I am having some trouble finding and/or understanding a general definition of subvarieties intersecting transversally. Assume that $Z_1,\ldots,Z_k$ are closed, irreducible subvarieties of a nonsingular algebraic variety $Y$.

Intuitively, I would say that these subvarieties **intersect transversally** if all varieties have pairwise intersection multiplicity one, i.e. $i(W,Z_i\cdot Z_j; Y)=1$ along any component $W$ of $Z_i\cap Z_j$ for $i\ne j$.

In our scenario, we should have $i(W,Z_i\cdot Z_j;Y)=\mathop{\mathrm{length}}_{\mathscr{O}_{Y,W}}\left(\mathscr{O}_{Z_i\cap Z_j, W}\right)$, if I am not mistaken.

Another intuitive definition would be that the tangent sheaves $\mathscr{T}_{Z_i}$ form a direct sum inside $\mathscr{T}_{Y}$. This seems to agree with the definition in this paper (in 5.1.2), but the author gives an equivalent definition which looks interesting:

For any $y\in Y$, there exists

- a system of parameters $x_1,\ldots,x_n$ on $Y$ at $y$ that are regular on an affine neighborhood $U$ of $y$ such that $y$ is defined by the maximal ideal $(x_1,\ldots,x_n)$ as well as
- integers $0=r_0 \le r_1 \le \cdots \le r_k \le n$ such that the subvariety $Z_i$ is defined by the ideal $I_i=\left(x_{r_{i-1}+1},\ldots,x_{r_i}\right)$ for all $1\le i\le k$.

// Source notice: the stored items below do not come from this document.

PR #410, opened 2021-06-07
Parse positional-only arguments

notoraptor:
Hi @abergeron , this is a PR that adds support for positional-only arguments to parser. I also updated the Python backend to correctly generate function parameters list.

### DIFF
--- a/tests/test_parser.py
+++ b/tests/test_parser.py
@@ -5,6 +5,22 @@ from myia.parser import MyiaSyntaxError, parse
 from myia.utils.info import enable_debug
 
 
+def test_posonly_args():
+    def f1(a, b, c, d, e):  # pragma: no cover
+        pass
+
+    g1 = parse(f1)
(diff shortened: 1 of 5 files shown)


tests/test_parser.py
```diff
@@ -5,6 +5,22 @@
 from myia.utils.info import enable_debug
 
 
+def test_posonly_args():
+    def f1(a, b, c, d, e):  # pragma: no cover
+        pass
+
+    g1 = parse(f1)
+    assert len(g1.parameters) == 5
+    assert g1.posonly == 0
```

Just for the record, what precisely does *"defined by"* mean here? I assume it means that $U\cap Z_i = Z(I_i)$ ... or do we actually get that $I_i=I(Z_i\cap U)$?

I would like to know if and how these three definitions are equivalent - there is no (general) treatment of this in Hartshorne or even in Fulton's book on *Intersection Theory*, which befuddled me greatly.